• _PROMPT_
Check each line of the records below and collect those that include the word "atRuleParamIndex".

• _THE DATA_
PR #6726, opened 2023-03-22
Fix `unit-no-unknown` false positives for the second and subsequent `image-set()` with `x` descriptor

chalkygames123:
> Which issue, if any, is this issue related to?

Fixes #6721

> Is there anything in the PR that needs further explanation?

I'll do some refactoring later on, as @ybiquitous [suggested](https://github.com/stylelint/stylelint/issues/6721#issuecomment-1477831540) (it may require a few weeks).

PR #6879, opened 2023-05-31
Fix `unit-no-unknown` false positives for the second and subsequent `image-set()` with `x` descriptor

romainmenke:

Supersedes : https://github.com/stylelint/stylelint/pull/6726

- ~~this will fail because it uses unreleased features of the media query parser~~
- also happens to resolve #6726

before :

```
npm run benchmark-rule unit-no-unknown true
Warnings: 0
Mean: 143.3089323125 ms
Deviation: 10.593647978441565 ms
```

after : 

```
npm run benchmark-rule unit-no-unknown true
Warnings: 0
Mean: 109.86287500000002 ms
Deviation: 9.320724134887374 ms
```

### DIFF
--- a/lib/rules/unit-no-unknown/index.js
+++ b/lib/rules/unit-no-unknown/index.js
@@ -1,21 +1,28 @@
 'use strict';
 
+const { tokenize, TokenType } = require('@csstools/css-tokenizer');
+const {
+	parseCommaSeparatedListOfComponentValues,
+	isFunctionNode,
+	isSimpleBlockNode,
+	isTokenNode,
+} = require('@csstools/css-parser-algorithms');
+const { isMediaFeature, parseFromTokens } = require('@csstools/media-query-list-parser');
+
 const atRuleParamIndex = require('../../utils/atRuleParamIndex');
 const declarationValueIndex = require('../../utils/declarationValueIndex');
-const getDimension = require('../../utils/getDimension');
+const getAtRuleParams = require('../../utils/getAtRuleParams');
+const getDeclarationValue = require('../../utils/getDeclarationValue');
 const isStandardSyntaxAtRule = require('../../utils/isStandardSyntaxAtRule');
 const isStandardSyntaxDeclaration = require('../../utils/isStandardSyntaxDeclaration');
-const { units } = require('../../reference/units');
-const mediaParser = require('postcss-media-query-parser').default;
+const isStandardSyntaxValue = require('../../utils/isStandardSyntaxValue');
 const optionsMatches = require('../../utils/optionsMatches');
 const report = require('../../utils/report');
 const ruleMessages = require('../../utils/ruleMessages');
 const validateOptions = require('../../utils/validateOptions');
-const valueParser = require('postcss-value-parser');
 const vendor = require('../../utils/vendor');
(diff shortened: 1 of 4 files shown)


romainmenke:
@ybiquitous I intended to just change the parser here, but this change also had the side effect of fixing an issue.

I propose changing the title and adding the correct changelog for that:

```md
Fix `unit-no-unknown` false positives for the second and subsequent `image-set()` with `x` descriptor
```

I would also add `chalkygames123` as a co-author as they wrote the tests that I used to verify the fix in https://github.com/stylelint/stylelint/pull/6726

ybiquitous:
Yes, that's a good idea on https://github.com/stylelint/stylelint/pull/6879#issuecomment-1572262355 

Please update them!

lib/rules/unit-no-unknown/index.js
```diff
@@ -48,122 +58,149 @@ const rule = (primary, secondaryOptions) => {
...
+			if (!tokens) return;
 
-			check(atRule, atRule.params, atRuleParamIndex);
+			parseFromTokens(tokens).forEach((mediaQuery) => {
+				const state = {
+					ignored: false,
+					allowX: false,
+				};
+
+				mediaQuery.walk((entry) => {
```
ybiquitous, line 149: [ask] Can `entry.state` be empty? If no, I guess we could simplify the code by early return like this:

```suggestion
				mediaQuery.walk((entry) => {
					if (!entry.state) return;
```

lib/rules/unit-no-unknown/index.js
```diff
@@ -48,122 +58,149 @@ const rule = (primary, secondaryOptions) => {
...
+
+					if (isMediaFeature(entry.node)) {
+						const name = entry.node.getName();
+
+						if (entry.state && RESOLUTION_MEDIA_FEATURE_NAME.test(name)) {
+							entry.state.allowX = true;
+						}
+					}
+
+					if (isFunctionNode(entry.node) || isTokenNode(entry.node)) {
```
ybiquitous, line 160: [ask] Does converting to `else if` make sense to reduce extra evaluations?

```suggestion
					} else if (isFunctionNode(entry.node) || isTokenNode(entry.node)) {
```

lib/rules/unit-no-unknown/index.js
romainmenke: It should never be empty unless there is a bug or if a parser is used which doesn't have support for this.

lib/rules/unit-no-unknown/index.js
romainmenke: yes! thanks 🙇

ybiquitous (approved):
Thank you. LGTM 👍🏼

ScorpAL:
HI Guys.
Something wrong after update from 15.6.2 to 15.6.3 

```css
.test {
    margin-bottom: 20zrr;
}
```
With **stylelint 15.6.2**
CLI and VSCode reported:
`Unexpected unknown unit "zrr"  unit-no-unknown`

With **stylelint 15.6.3**
CLI:
no errors reported
VSCode:
`Unexpected unknown unit "zrr" (unit-no-unknown)Stylelint[unit-no-unknown](https://stylelint.io/user-guide/rules/unit-no-unknown)`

• _ANSWER TO THIS PROBLEM_
 const atRuleParamIndex = require('../../utils/atRuleParamIndex');
-			check(atRule, atRule.params, atRuleParamIndex);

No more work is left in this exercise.